DIRECTIONS FOR THIS TASK:
Show me every line in the listing that has the word "Koenkk".

■ ■ ■

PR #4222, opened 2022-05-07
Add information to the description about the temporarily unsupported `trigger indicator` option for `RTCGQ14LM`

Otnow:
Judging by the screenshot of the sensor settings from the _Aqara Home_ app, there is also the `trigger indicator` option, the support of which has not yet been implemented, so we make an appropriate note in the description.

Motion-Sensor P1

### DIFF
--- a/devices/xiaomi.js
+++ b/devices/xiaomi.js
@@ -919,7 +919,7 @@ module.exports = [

■ ■ ■

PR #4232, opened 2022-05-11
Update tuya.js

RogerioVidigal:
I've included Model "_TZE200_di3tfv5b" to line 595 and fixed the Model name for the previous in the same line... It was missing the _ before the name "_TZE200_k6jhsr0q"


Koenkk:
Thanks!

■ ■ ■

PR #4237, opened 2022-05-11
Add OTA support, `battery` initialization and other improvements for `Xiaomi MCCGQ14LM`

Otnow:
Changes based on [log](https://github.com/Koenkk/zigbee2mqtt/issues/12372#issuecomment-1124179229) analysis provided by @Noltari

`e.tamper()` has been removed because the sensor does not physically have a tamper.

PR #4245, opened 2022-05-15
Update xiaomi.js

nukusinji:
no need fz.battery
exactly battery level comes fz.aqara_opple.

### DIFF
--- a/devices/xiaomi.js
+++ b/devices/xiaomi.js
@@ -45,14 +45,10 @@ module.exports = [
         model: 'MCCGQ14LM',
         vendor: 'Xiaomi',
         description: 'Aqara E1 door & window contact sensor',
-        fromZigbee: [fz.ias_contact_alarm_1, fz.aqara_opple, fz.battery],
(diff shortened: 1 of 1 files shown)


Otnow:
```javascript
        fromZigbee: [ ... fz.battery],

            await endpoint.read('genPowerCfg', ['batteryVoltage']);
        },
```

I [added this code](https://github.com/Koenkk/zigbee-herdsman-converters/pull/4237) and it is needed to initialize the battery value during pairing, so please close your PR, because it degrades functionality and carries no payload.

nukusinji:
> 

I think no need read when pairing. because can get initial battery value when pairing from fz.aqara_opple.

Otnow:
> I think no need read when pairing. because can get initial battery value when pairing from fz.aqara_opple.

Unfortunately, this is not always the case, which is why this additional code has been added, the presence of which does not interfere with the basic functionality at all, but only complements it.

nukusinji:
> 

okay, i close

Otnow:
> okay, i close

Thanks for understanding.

■ ■ ■

WRITTEN SOLUTION:
Koenkk:
Changes based on [log](https://github.com/Koenkk/zigbee2mqtt/issues/12372#issuecomment-1124179229) analysis provided by @Noltari
I [added this code](https://github.com/Koenkk/zigbee-herdsman-converters/pull/4237) and it is needed to initialize the battery value during pairing, so please close your PR, because it degrades functionality and carries no payload.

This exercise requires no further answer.